Segment Start: WORKING DATA

PR #109, opened 2018-02-22
fixing gsplanardomain and gscurveloop

codewerfer:
* add another memory::make_unique implementation
* refactor gsPlanarDomain to return gsMatrix<T> instead raw pointer

### DIFF
--- a/src/gsCore/gsMemory.h
+++ b/src/gsCore/gsMemory.h
@@ -187,6 +187,12 @@ template <typename T>
 inline shared_ptr<T> make_shared_not_owned(const T *x)
 { return shared_ptr<T>(const_cast<T*>(x), null_deleter<T>); }
 
+
+#if __cplusplus >= 201402
+using std::make_unique;
+template <typename T>
+inline unique_ptr<T> make_unique(T * x) { return make_unique<T>(dynamic_cast<T*>(x)); }
+#else
 /// Takes a T* and wraps it in an unique_ptr. Useful for one-off
 /// function return values to avoid memory leaks.
 ///
@@ -198,6 +204,7 @@ inline unique_ptr<T> make_unique(T * x) { return unique_ptr<T>(x); }
 /// Takes a T*, cast it to C* and wraps it in an unique_ptr.
 template <class C, typename T>
 inline unique_ptr<C> make_unique(T * x) { return unique_ptr<C>(dynamic_cast<C*>(x)); }
+#endif
 
 /// \brief Converts a uPtr \a p to an uPtr
 /// of class \a C and gives it back as return value.
--- a/src/gsCore/gsMemory.h
+++ b/src/gsCore/gsMemory.h
@@ -187,12 +187,6 @@ template <typename T>
 inline shared_ptr<T> make_shared_not_owned(const T *x)
 { return shared_ptr<T>(const_cast<T*>(x), null_deleter<T>); }
 
-
-#if __cplusplus >= 201402
-using std::make_unique;
-template <typename T>
-inline unique_ptr<T> make_unique(T * x) { return make_unique<T>(dynamic_cast<T*>(x)); }
-#else
 /// Takes a T* and wraps it in an unique_ptr. Useful for one-off
 /// function return values to avoid memory leaks.
 ///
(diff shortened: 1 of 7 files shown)


src/gsCore/gsMemory.h
```diff
@@ -195,6 +195,10 @@ inline shared_ptr<T> make_shared_not_owned(const T *x)
 template <typename T>
 inline unique_ptr<T> make_unique(T * x) { return unique_ptr<T>(x); }
 
+/// Takes a T*, cast it to C* and wraps it in an unique_ptr.
+template <class C, typename T>
+inline unique_ptr<C> make_unique(T * x) { return unique_ptr<C>(dynamic_cast<C*>(x)); }
```
filiatra: what is the use of this ?
better commit it with some usage.
Also, dynamic_cast might fail and then we get a nullptr..

stefantakacs: i am also not happy with that; we should try not to hide *explicit* casts.

If c++ allows an implicit cast, everything works fine, so we can already write

make_unique<Base>( new Derived() );

codewerfer: Need a way to get a raw pointer from one type direct to anthers uPtr.

Happens in segment2d_domain_example.cpp#36:
gsBSpline<real_t>  b =*safe(dynamic_cast<gsBSpline<real_t> * > ( P->outer().singleCurve() ));

after refactor it would be something like:
gsBSpline<real_t>::uPtr b = memory::convert_ptr<gsBSpline<real_t> >( memory::make_unique(P->outer().singleCurve()) );

with this:
gsBSpline<real_t>::uPtr b = memory::make_unique<gsBSpline<real_t> >(P->outer().singleCurve());

stefantakacs: we do not yet have convert_ptr yet?

c++11 has some

std::static_pointer_cast
std::dynamic_pointer_cast
std::const_pointer_cast

i would follow them.

and if P->outer().singleCurve() would return a uPtr - which it should -, we could have

gsBSpline<real_t>::uPtr b = memory::dynamic_pointer_cast<gsBSpline<real_t> >(P->outer().singleCurve());

codewerfer: gsCurve<T> * gsCurveLoop<T>::singleCurve() const

would prefer a uPtr instead also.. should I do?

stefantakacs: i would say yes.

stefantakacs:
certainly, we should be able to decide if we want to static_cast or to dynamic_cast because they are highly non-equivalent.

stefantakacs:
moreover, i would have liked to split this up into 2 pull requests, one for gsMemory and one for other improvements, which could be merged faster

filiatra:
OK, so this PR can be renamed as fixing gsplanardomain and gscurveloop, without touching gsMemory

src/gsCore/gsMemory.h
codewerfer: > If c++ allows an implicit cast, everything works fine, so we can already write
> make_unique( new Derived() );
Isn't that nearly what std::make_unique (C++14) does?

stefantakacs: actually std::make_unique and std::make_shared are *completely* different to our memory::make_unique and memory::make_shared.

Ours take raw pointers and wrap them into the pointer type, std's functions also construct the object and take the constructor's arguments as their arguments.

see also http://en.cppreference.com/w/cpp/memory/unique_ptr/make_unique

src/gsModeling/gsPlanarDomain.h
```diff
@@ -224,13 +224,13 @@ class gsPlanarDomain
 
     /// split this planar domain in two, returning the new planar domain created
     /// as a result.
-    gsPlanarDomain *split(int startIndex, int endIndex,
+    gsPlanarDomain::uPtr split(int startIndex, int endIndex,
```
filiatra: gsPlanarDomain::uPtr  --> uPtr

src/gsModeling/gsPlanarDomain.h
```diff
@@ -168,12 +168,11 @@ class gsPlanarDomain
         return true;
     };
 
-    /// \todo return non-pointer instead
-    gsMatrix<T> * boundingBox() const
```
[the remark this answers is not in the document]
codewerfer: done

Segment End: WORKING DATA

# [ASSIGNMENT]
Tally the lines of the listing that include "refactor". Nothing but the resulting number should be returned.

# [TASK SOLUTION]
2